Predicting the drug loading efficiency into hybrid nanocarriers based on PLGA-vegetable oil using molecular dynamic simulation approach and Flory-Huggins theory

Abstract

The main goal of this study was to predict the capacity of the hybrid nanoparticles based on poli (lactic-co-glycolic acid) PLGA-vegetable oil to encapsulate and then to release a bioactive compound. Therefore, the compatibility of different drugs molecules, taking into account the chemical structure, solubility, partition coefficient (log P) with the standard PLGA or hybrid polymer-oil matrix was studied, quantifying the quality of interactions between polymeric matrix and the encapsulated drug using Flory-Huggins theory and computational mesoscopic (MesoDyn) approach. All the drugs-loaded formulations were obtained by emulsion solvent evaporation method.

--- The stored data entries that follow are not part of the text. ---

PR #120, opened 2021-01-12
👌 IMPROVE: Use __all__ to signal re-exports

hukkin:


hukkin:
@chrisjsewell To clarify why this is useful: this allows downstream projects (and markdown-it-py itself) that use the distributed type data to set `implicit_reexport = False` mypy flag. This flag will protect from accidental bad imports by making them mypy errors. Here's examples of bad imports that unfortunately do work at runtime but are not public API and should never be used:
```python
from markdown_it.token import attr
from markdown_it.tree import Token
```

If you dislike setting the `__all__` attribute, an alternative way to express explicit re-export that mypy understands is an import using "`as`":
```python
from .state_core import StateCore as StateCore
```

chrisjsewell:
cheers, I think this is fine, one nitpick would be I think the `__all__` should be underneath the imports, unless you no of a reason why not?
and then can you also look at fixing the documentation build fail

hukkin:
> one nitpick would be I think the __all__ should be underneath the imports, unless you no of a reason why not?

This is simply what [PEP8](https://www.python.org/dev/peps/pep-0008/#module-level-dunder-names) tells us to do so following that.

Hmm, I'll have a look at the docs failure in a short while.

hukkin:
The issue seems to be as follows:

```python
>>> from markdown_it.rules_block.blockquote import blockquote
>>> repr(blockquote)
Out[3]: '<function blockquote at 0x7f7ebe68aaf0>'
>>> from markdown_it.rules_block import blockquote
>>> repr(blockquote)
Out[5]: '<function blockquote at 0x7f7ebe68aaf0>'
```

The name `markdown_it.rules_block.blockquote` is overloaded. It is a module to import from and also an importable function. Sphinx autodocs do not seem to like this very much.

I suggest renaming the `markdown_it.rules_block.blockquote` as `markdown_it.rules_block._blockquote` (i.e. with an underscore). That fixes the error and is in line with what's importable in JS markdown-it.

Another way is to just ignore the Sphinx warnings.

What do you think?

chrisjsewell:
> Hmm, I'll have a look at the docs failure in a short while.

Sorted it 😄 

> I suggest renaming the `markdown_it.rules_block.blockquote` module as `markdown_it.rules_block._blockquote` (i.e. with an underscore). That fixes the error and is in line with what's importable in JS markdown-it.

This is possibly the better solution eventually, but err I'd want to think about it some more, and so don't want to hold up this PR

The main parameters such as hydrodynamic characteristics, encapsulation efficiency and release profiles were studied and correlated with the compatibility parameter, drug's partition coefficient and computational mesoscopic simulation. Drugs solubilization, respectively its distribution and loading into a formulation was found to be reliant on the system's compatibility, calculated by the Flory-Huggins interaction parameter (χ), while the drug's partition coefficient has proven to be a key influencer in the drug release kinetics. A consistent correlation of experimental results, computational data and thermodynamic theory was observed for lipophilic drugs, while for more hydrophilic drugs some discrepancy between the experimental/theoretical and computational modelling results was registered.